I want to preface my comments by stating first of all, I am not 'siding' with the judge. In fact, the opposite is true. I cannot imagine her taking one child (if she thinks the child is in danger) and not the other. On the other hand, she may think a child that is older may be in school and may not need the supervision that a younger child might.
Also, it concerns me that you comment on putting on a chain and they 'get out'----the reason they are getting out is because they are UNATTENDED---unwatched. And, I don't mean to be critical or unkind--but you need to know that from other people's perspective---mine as a former school teacher, now law student and mom of seven children, what you are describing is NOT normal behavior. I've never had any seven of my children get hurt like you are describing---no broken bones---no burns, no stitches---that doesn't mean this doesn't happen-it just means that the children being watched and supervised can cut DOWN on the incidents of such things happening. The chain on the door keeping them in addresses part of the problem, but just because they are essentially locked in---doesn't mean they are being taken care of, OR watched. Do you understand my point? I am not trying to criticize your parenting--I'm trying to point out a critical difference.
Also, it troubles me a bit that you keep blaming the judge. Her actions may not make sense to you but it is her job to err on the side of safety and keep your child safe when she THINKS you cannot. This doesn't mean you cannot, it means she isn't convinced you can. That's where your part comes in---your compliance with the court order, your parenting classes---all of this demonstrates you willingness to address and understand the problem and for that you are to be commended. But you cannot blame a third party trying to FIX the problem for the fact that the problem exists in the first place---you and your ex are to bear responsibility for this situation even happening. Now--that doesn't mean the judge wasn't unreasonable---I suspect she may have been. But, you need to understand that the responsibility is with you and your ex and the care of these children---that is the catalyst that prompted the judge to get involved in the first place. Understand?
An example: A guy is drunk and he drives. He gets pulled over by a cop. Cop arrests him for DUI. He blames the cop---everything was ok if the cop had just let me drive the next block to his driveway. But, the problem wasn't the cop doing the stop or arresting him--the problem STARTED with his actions---the drinking and driving. The parallel is ---this problem started with two people who need to learn about how to parent--and you are doing that and that is a good thing in your favor. But, don't lay the blame solely at the feet of the judge. Understand?
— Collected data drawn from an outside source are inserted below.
PR #1020, opened 2016-05-25
resolve global environment/deploy-group secrets

grosser:
@zendesk/paas 

next step is turning it just into keys, but for now allow global for environment+project+deploy_group

 - no longer clears the form when save fails
 - no longer allows empty value for key
 - no longer only able to pick a single deploy group
 - uses js for new and edit so we verify sure it always works / do not duplicate logic

screen shot 2016-05-25 at 1 30 31 pm
screen shot 2016-05-25 at 1 33 45 pm
screen shot 2016-05-25 at 1 30 40 pm


irwaters:
👍 on green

Do your part---and do as I said, petition the court for a reconsideration of your case. If you are eligible for legal aid, keep asking--keep pestering them, if need be. Don't be rude, but keep calling, seeing them, impressing upon them the importance of this situation. Being persistent speaks to your sincerity and determination to make this situation right.
Also, about the child support--I understand your feelings of frustration being ordered to pay child support when you don't have a job--but think a moment of the situation in reverse. A father who doesn't pay and is out of work? the child STILL has NEEDS. The child still is hungry, needs hot water, clothing, medication, etc. That doesn't stop because you are out of work. In the judges eyes, ordering you to pay is the MOTIVATION to find another job, even if these difficult times financially. And I do know about that---I only taught school for a few years before having my seven children--and I home schooled and did not work out of the home---so we were limited to one income for the majority of those years---so I know how it feels to struggle to get by --and there were times my husband was out of work--with seven children---trust me, I feel your frustration and worry about how to take care of your child when you don't have a job. Now, being a widow with seven school aged children---perhaps I understand even better.
I said all of that to say, your struggle is not unique---it is common and everyone feels it and understands it to some degree.
You are doing well. Asking a judge to recognize that and reward that behavior is not unreasonable. Keep asking legal aid---you never know when they might have a few minutes to give you--if for no other reason than to get you to stop calling and asking for help. (smile).